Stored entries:
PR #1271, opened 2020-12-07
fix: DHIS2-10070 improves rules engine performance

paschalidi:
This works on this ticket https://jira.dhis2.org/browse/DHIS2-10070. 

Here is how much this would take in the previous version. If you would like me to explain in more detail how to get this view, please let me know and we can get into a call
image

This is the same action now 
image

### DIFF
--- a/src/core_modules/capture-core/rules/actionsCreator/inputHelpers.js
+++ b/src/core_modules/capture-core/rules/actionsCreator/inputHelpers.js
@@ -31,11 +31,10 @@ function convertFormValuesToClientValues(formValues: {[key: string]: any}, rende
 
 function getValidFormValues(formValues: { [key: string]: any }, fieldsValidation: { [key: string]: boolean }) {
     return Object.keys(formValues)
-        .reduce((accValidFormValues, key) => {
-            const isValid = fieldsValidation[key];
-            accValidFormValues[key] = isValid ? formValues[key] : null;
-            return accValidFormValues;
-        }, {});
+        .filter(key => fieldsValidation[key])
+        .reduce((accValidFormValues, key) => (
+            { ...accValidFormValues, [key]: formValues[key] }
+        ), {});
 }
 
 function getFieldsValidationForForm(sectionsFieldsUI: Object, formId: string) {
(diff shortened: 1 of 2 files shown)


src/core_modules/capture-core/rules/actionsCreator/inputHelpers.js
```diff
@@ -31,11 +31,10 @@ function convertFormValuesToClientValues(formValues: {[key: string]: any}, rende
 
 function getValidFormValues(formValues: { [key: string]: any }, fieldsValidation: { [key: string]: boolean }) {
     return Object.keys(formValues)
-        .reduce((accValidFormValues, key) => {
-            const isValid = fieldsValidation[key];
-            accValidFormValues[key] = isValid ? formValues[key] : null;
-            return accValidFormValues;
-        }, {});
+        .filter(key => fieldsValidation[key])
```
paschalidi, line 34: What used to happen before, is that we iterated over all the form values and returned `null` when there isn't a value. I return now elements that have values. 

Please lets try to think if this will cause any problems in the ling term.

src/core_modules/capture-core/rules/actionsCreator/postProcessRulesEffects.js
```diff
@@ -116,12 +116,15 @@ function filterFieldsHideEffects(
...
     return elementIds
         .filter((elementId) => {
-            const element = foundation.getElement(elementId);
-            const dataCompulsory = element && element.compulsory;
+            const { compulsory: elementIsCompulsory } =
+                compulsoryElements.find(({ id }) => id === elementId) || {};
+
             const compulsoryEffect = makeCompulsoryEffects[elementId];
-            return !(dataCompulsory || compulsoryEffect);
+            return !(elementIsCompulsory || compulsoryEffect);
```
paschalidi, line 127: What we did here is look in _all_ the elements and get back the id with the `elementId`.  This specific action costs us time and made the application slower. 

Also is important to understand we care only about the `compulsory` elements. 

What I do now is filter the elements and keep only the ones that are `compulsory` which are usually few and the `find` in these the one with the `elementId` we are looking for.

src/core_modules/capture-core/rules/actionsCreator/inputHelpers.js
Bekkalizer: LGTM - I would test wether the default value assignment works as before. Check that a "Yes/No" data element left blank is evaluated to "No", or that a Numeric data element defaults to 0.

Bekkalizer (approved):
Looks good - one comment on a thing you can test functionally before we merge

● Task brief
The data is to be reproduced in full, every line intact.

● Result below
PR #1271, opened 2020-12-07
fix: DHIS2-10070 improves rules engine performance

paschalidi:
This works on this ticket https://jira.dhis2.org/browse/DHIS2-10070. 

Here is how much this would take in the previous version. If you would like me to explain in more detail how to get this view, please let me know and we can get into a call
image

This is the same action now 
image

### DIFF
--- a/src/core_modules/capture-core/rules/actionsCreator/inputHelpers.js
+++ b/src/core_modules/capture-core/rules/actionsCreator/inputHelpers.js
@@ -31,11 +31,10 @@ function convertFormValuesToClientValues(formValues: {[key: string]: any}, rende
 
 function getValidFormValues(formValues: { [key: string]: any }, fieldsValidation: { [key: string]: boolean }) {
     return Object.keys(formValues)
-        .reduce((accValidFormValues, key) => {
-            const isValid = fieldsValidation[key];
-            accValidFormValues[key] = isValid ? formValues[key] : null;
-            return accValidFormValues;
-        }, {});
+        .filter(key => fieldsValidation[key])
+        .reduce((accValidFormValues, key) => (
+            { ...accValidFormValues, [key]: formValues[key] }
+        ), {});
 }
 
 function getFieldsValidationForForm(sectionsFieldsUI: Object, formId: string) {
(diff shortened: 1 of 2 files shown)


src/core_modules/capture-core/rules/actionsCreator/inputHelpers.js
```diff
@@ -31,11 +31,10 @@ function convertFormValuesToClientValues(formValues: {[key: string]: any}, rende
 
 function getValidFormValues(formValues: { [key: string]: any }, fieldsValidation: { [key: string]: boolean }) {
     return Object.keys(formValues)
-        .reduce((accValidFormValues, key) => {
-            const isValid = fieldsValidation[key];
-            accValidFormValues[key] = isValid ? formValues[key] : null;
-            return accValidFormValues;
-        }, {});
+        .filter(key => fieldsValidation[key])
```
paschalidi, line 34: What used to happen before, is that we iterated over all the form values and returned `null` when there isn't a value. I return now elements that have values. 

Please lets try to think if this will cause any problems in the ling term.

src/core_modules/capture-core/rules/actionsCreator/postProcessRulesEffects.js
```diff
@@ -116,12 +116,15 @@ function filterFieldsHideEffects(
...
     return elementIds
         .filter((elementId) => {
-            const element = foundation.getElement(elementId);
-            const dataCompulsory = element && element.compulsory;
+            const { compulsory: elementIsCompulsory } =
+                compulsoryElements.find(({ id }) => id === elementId) || {};
+
             const compulsoryEffect = makeCompulsoryEffects[elementId];
-            return !(dataCompulsory || compulsoryEffect);
+            return !(elementIsCompulsory || compulsoryEffect);
```
paschalidi, line 127: What we did here is look in _all_ the elements and get back the id with the `elementId`.  This specific action costs us time and made the application slower. 

Also is important to understand we care only about the `compulsory` elements. 

What I do now is filter the elements and keep only the ones that are `compulsory` which are usually few and the `find` in these the one with the `elementId` we are looking for.

src/core_modules/capture-core/rules/actionsCreator/inputHelpers.js
Bekkalizer: LGTM - I would test wether the default value assignment works as before. Check that a "Yes/No" data element left blank is evaluated to "No", or that a Numeric data element defaults to 0.

Bekkalizer (approved):
Looks good - one comment on a thing you can test functionally before we merge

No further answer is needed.